OpenTSLM: Time-Series Language Models for Reasoning over Multivariate Medical Text- and Time-Series Data

Patrick Langer,Thomas Kaar,Max Rosenblattl,Maxwell A. Xu,Winnie Chow,Martin Maritsch,Robert Jakob,Ning Wang,Juncheng Liu,Aradhana Verma,Brian Han,Daniel Seung Kim,Henry Chubb,Scott Ceresnak,Aydin Zahedivash,Alexander Tarlochan Singh Sandhu,Fatima Rodriguez,Daniel McDuff,Elgar Fleisch,Oliver Aalami,Filipe Barata,Paul Schmiedmayer

LLMs have emerged as powerful tools for interpreting multimodal data. In medicine, they hold particular promise for synthesizing large volumes of clinical information into actionable insights and digital health applications.
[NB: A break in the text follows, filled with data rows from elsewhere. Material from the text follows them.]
Issue #2046, opened 2021-03-08
Prev/next localization and breadcrumbs are still buggy


sujato:
Here is a Japanese text. I got to it by selecting japanese from the menu, then navigating through the nav cards.

As you can see, the breadcrumbs are missing items. And the prev/next is in German!

![Screenshot from 2021-03-08 18-16-21](https://user-images.githubusercontent.com/6112010/110287640-f9108500-803a-11eb-82bb-1c3a2bc3aae9.png)

If I change language to English and navigate there, the breadcrumbs are correct, but the prev/next is still in german!

![Screenshot from 2021-03-08 18-22-11](https://user-images.githubusercontent.com/6112010/110287871-4c82d300-803b-11eb-9782-eea76dc12a98.png)

ihongda:
Currently, the prev/next name is always obtained from the `names` collection, such as `an4.58`, with only `pli` and `German` versions, no English version, and the pali name is displayed by default if there is no version of the language.

PR #2054, opened 2021-03-10
Fixed Prev/next localization and breadcrumbs are still buggy #2046

ihongda:
Currently, the prev/next name is always obtained from the names collection, such as an4.58, with only pli and German versions, no English version, and the pali name is displayed by default if there is no version of the language.

### DIFF
--- a/client/elements/navigation/sc-navigation-common.js
+++ b/client/elements/navigation/sc-navigation-common.js
@@ -318,8 +318,13 @@ export async function RefreshNav(uid) {
   let currentURL = '/pitaka';
   const currentNav = store.getState().navigationArray;
 
+  const truePathLength = URLs.filter(x => x !== null && x !== '' && x !== 'pitaka').length;
+  const navSuttaPathLength = currentNav.filter(
+    x => x != null && x.groupId !== uid && x.type !== 'home'
+  ).length;
+
   const fatherLevelExists = currentNav.some(x => x !== null && x.groupId === URLs[URLs.length - 1]);
-  if (fatherLevelExists) {
+  if (fatherLevelExists && navSuttaPathLength === truePathLength) {
     return;
   }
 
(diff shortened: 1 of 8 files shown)


sujato (commented):
It's still buggy. Running this branch locally I get "Data load error" on certain texts, eg. dn1/en/sujato or mn3/de/sabbamitta.

If I set to English on dn2/en/sujato, then change to German, nothing happens. If I set it to german on the Home page, then navigate to a text, then reset to English, again, nothing happens. Even if I do a hard refresh, the language in the breadcrumbs and the prev/next is still wrong.

Same thing on the suttaplex list. If I am on dn-silakkhandhavagga and the breadcrumbs are in german, I change to English, the suttas update correctly in the suttaplex, but in the breadcrumbs, the blurbs, and the sutta titles, nothing happens. Now I do a hard refresh, they update to German. Change back to english, only the suttas update, not the breadcrumbs or titles or blurbs. Hard refresh, then the titles and blurbs update, but not the breadcrumbs.

sujato (commented):
Mostly good, but there are still some remaining issues: the language does not always change. I will detail these in #2054

sujato:
Test conditions: latest Hongda-work2 branch, Chrome incognito, with all site cache cleared.

We still have inconsistent and unpredictable results when changing languages. Bugs are **bold**.

- Home page: English --> German, works well.
- /sutta: English --> German, works well, except **title is missing from context toolbar**. It appears on refresh.
- /sutta/long: English --> German: only context toolbar changes. **Nav cards titles and blurbs do not change**. Again they appear on refresh.
- /sutta/long/dn: English --> German:  everything is correct!
- /dn-silakkhandhavagga: English --> German:  Only default translations change. **Title missing from context toolbar. Suttaplexes still in English.** On refresh, context toolbar and suttaplexes are correct. However even after refresh, **breadcrumb does not update to German**.
- /dn1/de/franke: English --> German: Everything updates correctly, including the breadcrumbs. However the **suttaplex dropdown does not update titles or blurbs.**

ihongda:
>Home page: English --> German, works well, except tipitaka blurbs do not change to German. These are translated (in super-blurbs.json) yet they never appear on the site.

Fixed!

Yet, a major limitation remains their inability to handle time series. To overcome this gap, we present OpenTSLM, a family of Time Series Language Models (TSLMs) created by integrating time series as a native modality to pretrained LLMs, enabling reasoning over multiple time series of any length. We investigate two architectures for OpenTSLM. The first, OpenTSLM-SoftPrompt, models time series implicitly by concatenating learnable time series tokens with text tokens via soft prompting. Although parameter-efficient, we hypothesize that explicit time series modeling scales better and outperforms implicit approaches. We thus introduce OpenTSLM-Flamingo, which integrates time series with text via cross-attention. We benchmark both variants against baselines that treat time series as text tokens or plots, across a suite of text-time-series Chain-of-Thought (CoT) reasoning tasks. We introduce three datasets: HAR-CoT, Sleep-CoT, and ECG-QA-CoT. Across all, OpenTSLM models outperform baselines, reaching 69.9 F1 in sleep staging and 65.4 in HAR, compared to 9.05 and 52.2 for finetuned text-only models. Notably, even 1B-parameter OpenTSLM models surpass GPT-4o (15.47 and 2.95). OpenTSLM-Flamingo matches OpenTSLM-SoftPrompt in performance and outperforms on longer sequences, while maintaining stable memory requirements. By contrast, SoftPrompt grows exponentially in memory with sequence length, requiring around 110 GB compared to 40 GB VRAM when training on ECG-QA with LLaMA-3B. Expert reviews by clinicians find strong reasoning capabilities exhibited by OpenTSLMs on ECG-QA. To facilitate further research, we provide all code, datasets, and models open-source.

翻译：大型语言模型已成为解读多模态数据的强大工具。在医学领域，它们尤其有望将大量临床信息综合为可操作的见解和数字健康应用。然而，其主要局限在于无法处理时间序列数据。为克服这一不足，我们提出了OpenTSLM，这是一个通过将时间序列作为原生模态集成到预训练大型语言模型中而创建的时间序列语言模型系列，能够对任意长度的多个时间序列进行推理。我们研究了OpenTSLM的两种架构。第一种是OpenTSLM-SoftPrompt，它通过软提示将可学习的时间序列标记与文本标记隐式地连接起来以建模时间序列。尽管参数高效，但我们假设显式的时间序列建模具有更好的可扩展性并优于隐式方法。因此，我们引入了OpenTSLM-Flamingo，它通过交叉注意力机制将时间序列与文本集成。我们在一系列文本-时间序列思维链推理任务中，将这两种变体与将时间序列视为文本标记或图表的基线模型进行了基准测试。我们引入了三个数据集：HAR-CoT、Sleep-CoT和ECG-QA-CoT。在所有任务中，OpenTSLM模型均优于基线模型，在睡眠分期任务中达到69.9的F1分数，在HAR任务中达到65.4，而仅微调的纯文本模型分别为9.05和52.2。值得注意的是，即使是10亿参数的OpenTSLM模型也超过了GPT-4o（15.47和2.95）。OpenTSLM-Flamingo在性能上与OpenTSLM-SoftPrompt相当，并在更长序列上表现更优，同时保持稳定的内存需求。相比之下，SoftPrompt的内存需求随序列长度呈指数级增长，在ECG-QA数据集上使用LLaMA-3B进行训练时，需要约110 GB的显存，而Flamingo仅需40 GB。临床医生的专家评审发现OpenTSLM在ECG-QA任务上展现出强大的推理能力。为促进进一步研究，我们开源了所有代码、数据集和模型。